Inter, Marotta double face, la “politica” della Juventus è lontana

Quando arrivò all’Inter, ormai un anno e mezzo fa, fu una rivoluzione. Beppe Marotta, il grande artefice di tanti successi  juventini, aveva messo un punto alla sua storia ed aveva saltato il fosso. Merito o colpa di dissidi interni con Agnelli, diversità di vedute sull’acquisto di Cristiano Ronaldo, storia giunta alla fine per naturale consunzione, tante furono le teorie apparse in quelle settimane per tentare di dare un perché a quel cambio di rotta così traumatico. Il suo arrivo all’Inter era puntuale come un Rolex, giusto qualche settimana prima della ufficializzazione della fine del regime di vacche magre imposto dall’Uefa per il FFP. Tempismo perfetto, da grande manager attento all’ambiente di lavoro che lo circonda e anche ai suoi interessi,  entusiasmo alle stelle tra i tifosi con il successivo arrivo di Antonio Conte al posto del vituperato Spalletti.

Fine del FFP, nuove risorse disponibili per il mercato e  arrivo di Marotta, una somma facile da fare, con un  risultato più che soddisfacente, ovvero gli  arrivi di  Lukaku, Barella, Sensi e via dicendo, esito  da aggiornare oggi grazie alla chiusura della telenovela Icardi che azzera le polemiche e rimpingua il bilancio nerazzurro con la voce plusvalenze che festeggia con tanto di trenino stile ultimo dell’anno sulle note di  Disco Samba .

Beppe Marotta è Ad per la parte sportiva, il voto per questi  18 mesi in questo ruolo non può essere che positivo in attesa di possibili revisioni al termine dell’estate di gare. I risultati si giudicano alla fine, anche in anni di pandemia. Dopo di che le sue competenze non si fermano al mercato, come tutti ben sanno. La giovane età di Steven Zhang ,  le sue lunghe assenze da Milano per questioni di lavoro in Cina, la grande esperienza  di dell'Ad nella filiera di comando del calcio italiano, hanno costruito le condizioni per mettere in mano al manager la gestione della “politica” societaria.

E qui non è possibile dimenticare che Marotta si era speso a chiare lettere, dopo il “pagliacci” di Steven Zhang ai manovratori del vapore per recuperare Inter Sampdoria prima di ogni altra gara, poi per evitare la squallida serata di Torino allo Stadium mentre fuori i camion militari già portavano via le bare. Sappiamo bene come è andata.  E anche sulla data della semifinale di Coppa Italia con il Napoli l’anticipo di un giorno è risultato che non tiene conto della serie impressionante di impegni ravvicinati del club nerazzurro, favorendo evidentemente i 3 competitor.

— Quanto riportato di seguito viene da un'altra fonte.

PR #394, opened 2023-01-27
support field custom documentation strings

jaypipes:
Adds support for extending the documentation strings for fields and setting docstrings for custom fields.

A new `FieldConfig.Documentation` configuration option is now supported. When present, this string *extends* any documentation provided for the existing field by the doc-2.json files. If no such documentation is provided by the existing field OR if the field is a custom field, the `FieldConfig.Documentation` configuration option is used for the field's docstring in the Go type files.

Example usage for an existing nested field (from a hypothetical ec2 generator.yaml file). The
`LaunchTemplateData.HibernationOptions.Configured` field has a docstring already that contains the following:

```
// If you set this parameter to true, the instance is enabled for hibernation.
//
// Default: false
```

Setting the `generator.yaml` file to the following:

```yaml
resources:
  LaunchTemplate:
    fields:
      LaunchTemplateData.HibernationOptions.Configured:
        documentation: XXX extended docs XXX
```

would cause the field's Documentation string to look like this:

```
// If you set this parameter to true, the instance is enabled for hibernation.
//
// Default: false
//
// XXX extended docs XXX",
```

Issue aws-controllers-k8s/community#1223

### DIFF
--- a/pkg/config/field.go
+++ b/pkg/config/field.go
@@ -13,7 +13,9 @@
 
 package config
 
-import "strings"
+import (
+	"strings"
+)
 
 // SourceFieldConfig instructs the code generator how to handle a field in the
 // Resource's SpecFields/StatusFields collection that takes its value from an
@@ -49,23 +51,23 @@ import "strings"
 // CreateFunction API call, which has a `Code` member of its Input shape that
 // looks like this:
 //
-// "Code": {
-//   "ImageUri": "string",
-//   "S3Bucket": "string",
-//   "S3Key": "string",
-//   "S3ObjectVersion": "string",
-//   "ZipFile": blob
-// },
+//	"Code": {
+//	  "ImageUri": "string",
+//	  "S3Bucket": "string",
+//	  "S3Key": "string",
+//	  "S3ObjectVersion": "string",
+//	  "ZipFile": blob
+//	},
 //
 // The GetFunction API call's Output shape has a same-named field called
 // `Code` in it, but this field looks like this:
 //
-// "Code": {
-//   "ImageUri": "string",
-//   "Location": "string",
-//   "RepositoryType": "string",
-//   "ResolvedImageUri": "string"
-// },
+//	"Code": {
+//	  "ImageUri": "string",
+//	  "Location": "string",
+//	  "RepositoryType": "string",
+//	  "ResolvedImageUri": "string"
+//	},
 //
 // This presents a conundrum to the ACK code generator, which, as noted above,
 // assumes the data types of same-named fields in the Create Operation's Input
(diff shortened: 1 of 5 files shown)


jaypipes:
@RedbackThomson @jljaco @A-Hilaly please note the changes to comment formatting is from using go1.19 gofmt changes...

RedbackThomson:
I have some concerns about how unruly the `generator.yaml` file will become if there are going to be lots of custom fields. (cough *S3*). Rather, I'd prefer if we could track the documentation in a separate file and instead add pointers to that file on a per-resource level. That way documentation could stay within the `apis/v1alpha1` directory? So either we could have:
```yaml
resource:
  Cluster:
    documentation_file: docs/cluster.yaml
```

and then a `apis/v1alpha1/docs/cluster.yaml` file containing:
```yaml
field1: >
  Multi-line
  Documentation
  Here
field2: ...
```

Or we could have a per-controller version of that where we define a top-level config in the `generator.yaml` like so:
```yaml
documentation_file: docs.yaml
```

Then at `apis/v1alpha1/docs.yaml`
```yaml
Cluster:
  field1: ...
Addons:
  field1: ...
```

jaypipes:
> I have some concerns about how unruly the `generator.yaml` file will become if there are going to be lots of custom fields. (cough _S3_). Rather, I'd prefer if we could track the documentation in a separate file and instead add pointers to that file on a per-resource level. That way documentation could stay within the `apis/v1alpha1` directory? So either we could have:
> 
> ```yaml
> resource:
>   Cluster:
>     documentation_file: docs/cluster.yaml
> ```
> 
> and then a `apis/v1alpha1/docs/cluster.yaml` file containing:
> 
> ```yaml
> field1: >
>   Multi-line
>   Documentation
>   Here
> field2: ...
> ```
> 
> Or we could have a per-controller version of that where we define a top-level config in the `generator.yaml` like so:
> 
> ```yaml
> documentation_file: docs.yaml
> ```
> 
> Then at `apis/v1alpha1/docs.yaml`
> 
> ```yaml
> Cluster:
>   field1: ...
> Addons:
>   field1: ...
> ```

@RedbackThomson I guess I see where you're coming from if the controller has a LOT of custom fields. s3-controller only actually has 4 fields though :) So not too onerous to have the docs in a single generator.yaml file IMHO.

Then again, I do like your suggestion about having a `documentation_file` top-level configuration option. I could also see a possible `doc_from` configuration option where, say for custom fields, you tell ack-generate where to find the documentation for a particular field (basically give it the Shape and Member path in the doc-2.json file to use)

RedbackThomson:
> @RedbackThomson I guess I see where you're coming from if the controller has a LOT of custom fields. s3-controller only actually has 4 fields though :) So not too onerous to have the docs in a single generator.yaml file IMHO.
> 
> Then again, I do like your suggestion about having a `documentation_file` top-level configuration option. I could also see a possible `doc_from` configuration option where, say for custom fields, you tell ack-generate where to find the documentation for a particular field (basically give it the Shape and Member path in the doc-2.json file to use)

Both sound great! How about:
```yaml
resources:
  Cluster:
    fields:
      MyCustomField:
        documentation: # Supports XOR `from_sdk` and `from_custom`
          from_sdk:
            operation: ...
            path: ...
          from_custom: ... 
```

A-Hilaly:
I'm a bit mixed regarding using new files different than `generator.yaml`, but i also agree that adding documentation in the "fields" config can be super verbose, how about doing something similar to what's below?
```yaml
resources:
  User:
    fields:
       newField:
          documentation:
             from: X
  Group:
     fields:
        newField:
           documentation:
              from: X

documentation:
  X: is an option that does ... # This can be reused many times (thinking resources that have similar fields like ARN etc...)
  Y: is an option that does ...
```

A-Hilaly (approved):
👍

RedbackThomson:
Even though I still think there should be some UX changes to this feature, I am going to merge this because I want to use it to inject deprecation notices into fields. 
/lgtm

Nel pomeriggio di oggi qualcosa di ben più pericoloso. Il voto de l dirigente nerazzurro è stato uno dei soli 3 contrari nel Consiglio Federale nella votazione sulla possibilità che una nuova  sospensione del campionato per covid 19 possa essere bypassata grazie ai play off.  Insieme a lui i soli Dal Pino e Lotito. Gli altri 18 tutti favorevoli ad una ipotesi che potrebbe rimettere addirittura in discussione la qualificazione dell’Inter alla prossima Champions, annullando i 6 punti vantaggio sull’Atalanta ed i 9 sulla Roma (sempre al netto del recupero con la Samp) e costringendo i nerazzurri  ad una serie di gare secche dal risultato prevedibile quanto una tombola.

Con un paragone un po’ azzardato  si può ben dire che il Marotta “politico” sembra avere la stessa capacità di penetrazione e di incidere nelle scelte che contano pari a quella di Matteo Renzi e della sua Italia Viva. Entrambi siedono nei consessi di comando ma quando si tratta di contare i risultati il cesto è quasi vuoto. L’ex Presidente del Consiglio si sbatte come un dannato, scrive libri, è onnipresente su tutte le emittenti a tutte le ore. Marotta invece tace. 

E’ vero che il peso “politico” dell’Inter nella filiera di comando del calcio non è mai stato pesante come quello di altri club, è lampante che il lungo silenzio di Steven Zhang non aiuta neanche il suo braccio destro. Ma è anche vero che trattandosi più che altro di calendari,  da un vecchio lupo come lui c’era da aspettarsi qualcosa in più, pur senza avere le spalle coperte dai cannoni della corazzata Fiat. Sulla sfondo, inquietante per tutta una serie di motivi, si muove lo spettro della Superlega. Amala.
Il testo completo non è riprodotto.